Fermeture administrative. De fait, cet établissement « n’a jamais pratiqué la vente à emporter, ni la livraison et donc la mise en place d’une telle activité n’était pas autorisée », souligne le président du tribunal de commerce. Il remarque que, même si cela avait été possible, la marge aurait été faible pour le restaurateur – il n’est d’ailleurs pas certain que cela aurait été rentable. « L’interdiction de recevoir du public est bien une fermeture administrative totale ou partielle du restaurant », estime le magistrat, qui balaye donc la contestation d’Axa comme « non sérieuse ». « La fermeture administrative est un critère fréquent de déclenchement des garanties pour pertes d’exploitation, donc il est intéressant que l’interdiction administrative d’accueillir du public soit considérée comme une fermeture administrative de fait », ajoute Jérôme Goy.

Deuzio, Axa rappelle que cet arrêté a été pris par le ministre et non par le préfet, comme habituellement pour les fermetures administratives : donc, selon l’assureur, ce n’est pas une fermeture administrative ! Mais « que ce soit le préfet ou le ministre, en droit français, il s’agit dans les deux cas d’une décision administrative et aucune exclusion contractuelle ne vise le ministre », rétorque le juge.

Le seul endroit où il rejoint l’assureur, c’est dans la désignation d’un expert pour évaluer les pertes du restaurant, dans le fait que l’indemnisation ne doit porter dans un premier temps que jusqu’au 1er juin (alors que Stéphane Manigold demandait jusqu’à mi-juillet), et enfin sur l’idée que des publications obligatoires de son ordonnance ne sont pas compatibles avec la procédure de référé.

Axa veut faire appel, ce qui signifie que ce jugement pourrait être renversé. « Seul un jugement tranchant le débat sur le fond pourra permettre d’aboutir à une interprétation sereine du contrat », déclare l’assureur dans un communiqué.

« Le référé est là pour juger l’évidence, pas pour interpréter le fond d’un litige. S’il y a un sujet de fond, le juge des référés doit normalement refuser de statuer et renvoyer à une procédure de droit commun. En pratique, les tribunaux de commerce se permettent d’aller un peu plus loin »

« Brèche évidente ». « Le juge du référé est là pour juger l’évidence, pas pour interpréter le fond d’un litige, explique Jérôme Goy. S’il y a un sujet de fond, le juge des référés doit normalement refuser de statuer et renvoyer à une procédure de droit commun. En pratique les juges des référés des tribunaux de commerce se permettent parfois d’aller un peu plus loin. Peut-être que cette décision-ci se fera retoquer en appel sur le fait qu’il ne relevait pas de sa compétence de juger au fond. Ceci étant dit, on peut déduire l’inverse : pour le juge des référés il est évident que ce contrat couvre la perte d’exploitation, ce qui n’est pas du tout en faveur de l’assureur. ». Le juge qualifie même une allégation d’Axa de « fantaisiste ».
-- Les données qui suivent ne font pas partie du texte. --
PR #1473, opened 2016-12-19
Add support for alternate input paths in gobblin-compaction

pcadabam:
Currently gobblin-compaction supports inputs from one base directory. `a/b/hourly/2016/12/10/{00..23}`. Sometimes few hours may need to be used from a different location say `c/d/hourly/2016/12/10/{00..23}`. This PR add support to have multiple input directories for a `Dataset`

@ydai1124 , @yukuai518 can you please review?

### DIFF
--- a/gobblin-compaction/src/main/java/gobblin/compaction/dataset/DatasetsFinder.java
+++ b/gobblin-compaction/src/main/java/gobblin/compaction/dataset/DatasetsFinder.java
@@ -15,7 +15,6 @@ package gobblin.compaction.dataset;
 import java.io.IOException;
 import java.net.URI;
 import java.util.List;
-import java.util.Map;
 import java.util.Set;
 import java.util.regex.Pattern;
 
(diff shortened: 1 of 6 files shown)


gobblin-compaction/src/main/java/gobblin/compaction/dataset/TimeBasedSubDirDatasetsFinder.java
```diff
@@ -102,55 +107,84 @@ private String getDatasetName(String path, String basePath) {
...
+
+      @Override
+      public Dataset apply(Builder b) {
+        return b.build();
+      }
+    }));
+
+  }
+
+  private void buildDatasetForInput(Map<DateTime, Dataset.Builder> datasetsBuilderMap, String datasetName,
```
ydai1124: Can you add unit test for this?

gobblin-compaction/src/main/java/gobblin/compaction/dataset/DatasetsFinder.java
```diff
@@ -51,6 +46,7 @@
   protected final Configuration conf;
   protected final FileSystem fs;
   protected final String inputDir;
+  protected final Optional<String> alternateInputDir;
```
ydai1124: Is this input `alternate` or more like `additional`?

gobblin-compaction/src/main/java/gobblin/compaction/dataset/TimeBasedSubDirDatasetsFinder.java
pcadabam: Removed this code. Will be extending this finder and creating a li-finder. li-finder will have tests

gobblin-compaction/src/main/java/gobblin/compaction/dataset/DatasetsFinder.java
pcadabam: Removed. Again this will be handled in li-finder. `additional` is already used in gobblin-compaction. I did not want to overload the term.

Pour Benoît Charot, « l’ordonnance est très bien écrite et très motivée. Le magistrat a fait un vrai syllogisme (raisonnement déductif rigoureux) juridique : a + b = c. Il ne pose pas de principes et apprécie uniquement le cas qui lui a été soumis, ainsi que les arguments d’Axa, qui sont pour certains très jusqu’au-boutistes et très fragiles. C’est une décision courageuse car il est revenu aux principes essentiels du droit des obligations et à l’analyse du contrat, il ne s’est pas réfugié derrière un climat global pour sa décision. Celle-ci ne fera pas forcément jurisprudence mais c’est une brèche évidente pour beaucoup de professionnels. »
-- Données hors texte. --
PR #1476, opened 2016-12-20
Include ThrottleWriter state in FinalState

agepati:
Missed including ThrottleTime in the ThrottleWriter FinalState. Correct, and include tests.

Also, correct casing to be aligned with the existing conventions.


agepati:
@pcadabam Could you please review?

PR #1477, opened 2016-12-20
Query based source will reset to low watermark if previous run did no…

ibuenros:
…t process any data for that table.


ibuenros:
@chavdar can you review? Thanks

« Même si elle n’est pas sur le fond, cette décision expose de façon ferme et très dangereuse pour les assureurs, que ce qui prime c’est le contrat, commente de son côté Didier Bruere-Dawson, avocat associé chez Brown Rudnick. Or les contrats n’ont pas exclu le risque pandémique. Et c’est pour cela que le risque pour les assureurs va bien au-delà des quelques polices spécifiques discutées ».